### WORK REQUIRED
In the data below, find every line with the word "using" and copy it out.

### SOURCE DATA
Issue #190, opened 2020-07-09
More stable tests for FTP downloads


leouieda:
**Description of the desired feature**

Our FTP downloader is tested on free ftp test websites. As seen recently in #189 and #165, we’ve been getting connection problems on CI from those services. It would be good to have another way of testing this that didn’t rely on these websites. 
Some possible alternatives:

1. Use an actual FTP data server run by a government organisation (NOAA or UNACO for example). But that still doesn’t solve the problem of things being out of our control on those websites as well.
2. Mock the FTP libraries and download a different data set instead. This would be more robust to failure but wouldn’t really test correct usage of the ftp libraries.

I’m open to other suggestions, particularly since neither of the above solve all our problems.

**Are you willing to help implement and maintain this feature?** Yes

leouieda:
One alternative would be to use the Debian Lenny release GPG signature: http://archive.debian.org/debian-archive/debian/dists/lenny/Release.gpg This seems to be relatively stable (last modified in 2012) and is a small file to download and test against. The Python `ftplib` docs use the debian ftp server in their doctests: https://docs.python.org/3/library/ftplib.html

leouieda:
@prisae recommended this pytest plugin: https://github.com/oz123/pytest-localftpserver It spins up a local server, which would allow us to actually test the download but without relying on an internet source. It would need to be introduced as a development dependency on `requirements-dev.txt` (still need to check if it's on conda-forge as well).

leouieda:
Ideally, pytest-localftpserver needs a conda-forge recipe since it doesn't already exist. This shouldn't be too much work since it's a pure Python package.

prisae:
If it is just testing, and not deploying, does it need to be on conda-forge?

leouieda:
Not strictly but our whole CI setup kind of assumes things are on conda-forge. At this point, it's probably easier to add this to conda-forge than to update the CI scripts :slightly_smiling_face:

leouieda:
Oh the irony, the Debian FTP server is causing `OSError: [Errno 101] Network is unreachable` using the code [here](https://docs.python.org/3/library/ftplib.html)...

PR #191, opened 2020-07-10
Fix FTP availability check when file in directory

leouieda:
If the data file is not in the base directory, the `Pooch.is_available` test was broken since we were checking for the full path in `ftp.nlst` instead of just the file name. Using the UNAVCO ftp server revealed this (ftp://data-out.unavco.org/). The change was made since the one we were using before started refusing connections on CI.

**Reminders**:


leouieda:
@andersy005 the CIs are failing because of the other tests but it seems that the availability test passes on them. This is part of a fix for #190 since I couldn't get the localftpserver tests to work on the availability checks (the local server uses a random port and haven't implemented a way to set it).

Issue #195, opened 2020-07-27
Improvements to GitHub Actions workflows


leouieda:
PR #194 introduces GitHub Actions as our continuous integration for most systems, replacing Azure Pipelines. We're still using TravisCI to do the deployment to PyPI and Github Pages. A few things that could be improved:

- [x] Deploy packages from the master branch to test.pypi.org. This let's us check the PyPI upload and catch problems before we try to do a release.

### YOUR RESPONSE
Oh the irony, the Debian FTP server is causing `OSError: [Errno 101] Network is unreachable` using the code [here](https://docs.python.org/3/library/ftplib.html)...
If the data file is not in the base directory, the `Pooch.is_available` test was broken since we were checking for the full path in `ftp.nlst` instead of just the file name. Using the UNAVCO ftp server revealed this (ftp://data-out.unavco.org/). The change was made since the one we were using before started refusing connections on CI.
PR #194 introduces GitHub Actions as our continuous integration for most systems, replacing Azure Pipelines. We're still using TravisCI to do the deployment to PyPI and Github Pages. A few things that could be improved:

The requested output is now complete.